---------- RECORDED DATA ----------
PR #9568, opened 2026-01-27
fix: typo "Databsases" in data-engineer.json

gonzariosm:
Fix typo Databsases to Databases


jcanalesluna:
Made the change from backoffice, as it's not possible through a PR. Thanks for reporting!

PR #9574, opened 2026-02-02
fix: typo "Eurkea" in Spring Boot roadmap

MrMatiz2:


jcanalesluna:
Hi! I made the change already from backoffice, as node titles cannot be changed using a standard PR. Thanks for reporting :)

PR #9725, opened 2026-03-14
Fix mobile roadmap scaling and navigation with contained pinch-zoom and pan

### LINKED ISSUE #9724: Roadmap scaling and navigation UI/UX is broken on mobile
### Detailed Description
----------
(ABOUT THIS TASK) Copy each line of the data above without altering a single character.

(COMPLETED TASK)
PR #9568, opened 2026-01-27
fix: typo "Databsases" in data-engineer.json

gonzariosm:
Fix typo Databsases to Databases


jcanalesluna:
Made the change from backoffice, as it's not possible through a PR. Thanks for reporting!

PR #9574, opened 2026-02-02
fix: typo "Eurkea" in Spring Boot roadmap

MrMatiz2:


jcanalesluna:
Hi! I made the change already from backoffice, as node titles cannot be changed using a standard PR. Thanks for reporting :)

PR #9725, opened 2026-03-14
Fix mobile roadmap scaling and navigation with contained pinch-zoom and pan

### LINKED ISSUE #9724: Roadmap scaling and navigation UI/UX is broken on mobile
### Detailed Description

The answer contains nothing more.